Ask questions and use the handy dandy search tool for specific interests!!

Take the awesome free E-Course!!!

Have a great day!!!

Craig

http://www.smokingmeatforums.com/wiki/about-jeffs-5-day-ecourse

      Make bacon the easy way!!

http://www.smokingmeatforums.com/forum/thread/109368/more-easy-made-bacon-with-q-view#post_666451

http://www.smokingmeatforums.com/forum/thread/82034/how-to-post-qview-to-smf


----------



## chef jimmyj (Jan 7, 2012)

Welcome to the SMF Family...Rump Roasts are tasty but I would highly recommend you smoke it no further than Medium, 140*F and slice it...Rump is very lean and can make for Dry pulled Beef...A Chuck Roast has a shorter muscle fiber structure and more collagen that will give moist and luscious Pulled Beef. I can give a good recipe for a smokey Beef Jus for serving Au Jus or thicken for Gravy...PM me if you want it...JJ

Smoke at 225*F for 30-40 minutes a pound to your desired temp for slicing. About 1.5 hours a pound if you still want to pull it. Go to 165*F IT then wrap in foil with some Beef Broth and Back in until the IT hits 205*F. Either way rest 30 minutes on the counter or up to 5 hours double wrapped in foil and stuffed in a cooler with old towels or wrapped in a blanket.

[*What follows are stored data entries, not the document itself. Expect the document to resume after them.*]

PR #448, opened 2023-02-07
Clean up CLI

basil:
This PR cleans up the command-line interface (CLI) of this component, probably not to a final state but to a state significantly better than the status quo which allows a lot of upstream code to be deleted and allows one bug to be fixed.

As part of this PR I have swapped out JCommander for the more elegant picocli. One of the things this allows us to do is easily accumulate properties in a map with multiple `-D` arguments. Apart from switching to picocli's casing and dash convention, I preserved existing semantics but with one important exception: I redefined the passing of Maven properties to apply only to Maven test execution, not Maven compilation. This is an important change in semantics that allows for a lot of cleanup to be done. It results in no loss of functionality, because the existing "Maven arguments" functionality can be used to pass properties to compilation. But allowing properties to be passed solely for test execution turns out to be quite handy. This leaves us with the following Maven-related properties:

- `--mvn`: Global path to the Maven executable, passed to both compilation and tests
- `--m2-settings`: Global settings file, passed to both compilation and tests
- `--maven-args`: Global Maven arguments, passed to both compilation and tests (currently unused)
- `-D`: Passed just when running tests

With this functionality there was simply no need to allow for properties to be passed in via a file anymore, so I ripped that out. (The only reason before was to represent properties that had a colon, but that is now supported natively with the picocli `-D` syntax.)

With that out of the way, I went ahead and transferred the responsibility for setting `overrideWar`, `jenkins.version`, and `useUpperBounds` from consumers of this component to this component itself. This simplifies consumers and de-duplicates code. And of course it is only passed when running tests, so compilation takes place with as vanilla a configuration as possible to achieve the originally intended goal of testing binary compatibility.

This PR also removes any references to `-DforkCount` or `-Dsurefire.excludesFile` from this component, leaving the responsibility for setting these firmly in the hands of consumers. Both consumers already set them, and this seems like the right place to do it. So no need to set them in this component.

There is still some messiness that remains duplicated in consumers after this PR: setting `-Denforcer.skip`, `-Dhpi-plugin.version`, `-Djth.jenkins-war.path`, and `-DoverrideWarAdditions`. These can be cleaned up separately, but at least they now only apply to tests, which is a strict improvement over the status quo.

### Testing done

Besides https://github.com/jenkinsci/bom/pull/1735 I manually tested `text-finder` with both old and new versions of Jenkins core and verified that the Maven properties were set correctly in each case (for both compilation and testing).

### How to adapt consumers

See https://github.com/jenkinsci/bom/pull/1735 for an example.

- Replace `-war` with `--war`
- Replace `-workDirectory` with `--working-dir`
- Replace `-includePlugins` with `--include-plugins`
- Replace `-excludePlugins` with `--exclude-plugins`
- Replace `-excludeHooks` with `--exclude-hooks`
- Replace `-fallbackGitHubOrganization` with `--fallback-github-organization`
- Replace `-m2SettingsFile` with `--m2-settings`
- Replace `-mavenProperties` with `-Dkey=value` for each property. Use multiple `-D` arguments, one for each property. (These will only apply to test execution, not compilation, which is probably what you want anyway.)
- Replace `-mavenPropertiesFile` with `-Dkey=value` for each property. Use multiple `-D` arguments, one for each property. (These will only apply to test execution, not compilation, which is probably what you want anyway.)
- Replace `-mavenArgs` with `--maven-args`
- Replace `-hookPrefixes` with `--hook-prefixes`
- Replace `-externalHooksJars` with `--external-hooks-jars`
- Replace `-localCheckoutDir` with `--local-checkout-dir`
- Replace `-failFast true` with `--fail-fast`
- Replace `-failFast false` with `--no-fail-fast`
- If you were passing `overrideWar` as a Maven property, stop doing that. We'll now add it automatically when running tests.
- If you were passing `jenkins.version` as a Maven property, stop doing that. We'll now add it automatically when running tests.
- If you were passing `useUpperBounds` as a Maven property, stop doing that. We'll now add it automatically when running tests.
- If you were passing `upperBoundsExcludes` as a Maven property, stop doing that. We'll now add it automatically when running tests, but only if required for older Jenkins cores.
- Replace calls to `new ExternalMavenRunner(config.getExternalMaven())` with new ExternalMavenRunner(config.getExternalMaven(), config.getM2Settings(), config.getMavenArgs())`
- Replace the first argument to `MavenRunner#run` with a map of properties. Assuming your usage is calling Maven for compilation rather than testing, this should just be `Map.of("maven.javadoc.skip", "true")`. Finally move any properties that you might have in the old `MavenRunner.Config mconfig` argument into this map. For example the first argument would read `Map.of("maven-hpi-plugin.disabledTestInjection", "true", "maven.javadoc.skip", "true")` followed by deleting the `MavenRunner.Config mconfig` variable.


src/main/java/org/jenkins/tools/test/PluginCompatTester.java
```diff
@@ -387,27 +389,20 @@ private void testPluginAgainst(
...
-                    "-Dmaven.javadoc.skip");
+                    "process-test-classes");
         }
         ranCompile = true;
 
         List<String> args = new ArrayList<>();
-        Map<String, String> userProperties = mconfig.userProperties;
-        args.add(
-                String.format(
-                        "--define=forkCount=%s", userProperties.getOrDefault("forkCount", "1")));
```
basil, line 403: Getting ourselves out of the business of `forkCount`: this is now delegated to consumers (both of which were already passing in a value).

src/main/java/org/jenkins/tools/test/PluginCompatTester.java
```diff
@@ -387,27 +389,20 @@ private void testPluginAgainst(
...
         args.add("hpi:resolve-test-dependencies");
         args.add("hpi:test-hpl");
         args.add("surefire:test");
 
         // Run preexecution hooks
-        List<String> testTypes = new LinkedList<>();
-        testTypes.add("surefire"); // default
```
basil, line 410: This "test types" thing was completely unused, most likely a remnant from the old XML report functionality that we recently ripped out.

src/main/java/org/jenkins/tools/test/PluginCompatTester.java
```diff
@@ -417,14 +412,30 @@ private void testPluginAgainst(
...
+            properties.put("upperBoundsExcludes", "javax.servlet:servlet-api");
+        }
 
         // Execute with tests
-        runner.run(mconfig, pluginCheckoutDir, buildLogFile, args.toArray(new String[0]));
+        runner.run(
+                Collections.unmodifiableMap(properties),
+                pluginCheckoutDir,
+                buildLogFile,
+                args.toArray(new String[0]));
```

It is better to plan for the meat to be done early and rest, than have it be running late and have hungry people staring at you
	

	
	
		
		



		
			






...JJ


----------



## alblancher (Jan 7, 2012)

Welcome FrankC85

Glad to have you with us.  Chef Jimmy gave you a good start.  The leaner the meat the more often we bring it to lower ITs and slice it instead of trying to pull it.  Just ask if you have any questions, looking forward to your first Qview


----------



## johnnie walker (Jan 7, 2012)

Welcome to the site Frank.


----------



## big casino (Jan 7, 2012)




----------



## scarbelly (Jan 7, 2012)

Chef JimmyJ said:


> Welcome to the SMF Family...Rump Roasts are tasty but I would highly recommend you smoke it no further than Medium, 140*F and slice it...Rump is very lean and can make for Dry pulled Beef...A Chuck Roast has a shorter muscle fiber structure and more collagen that will give moist and luscious Pulled Beef. I can give a good recipe for a smokey Beef Jus for serving Au Jus or thicken for Gravy...PM me if you want it...JJ
> 
> Smoke at 225*F for 30-40 minutes a pound to your desired temp for slicing. About 1.5 hours a pound if you still want to pull it. Go to 165*F IT then wrap in foil with some Beef Broth and Back in until the IT hits 205*F. Either way rest 30 minutes on the counter or up to 5 hours double wrapped in foil and stuffed in a cooler with old towels or wrapped in a blanket.
> 
> ...


This is great advice 

As Al suggested, please stop by Roll Call so we can give you a proper welcome


----------



## bluebombersfan (Jan 7, 2012)




----------



## frankc85 (Jan 7, 2012)

thanks for the help and the welcome guys. appreciate it alot


----------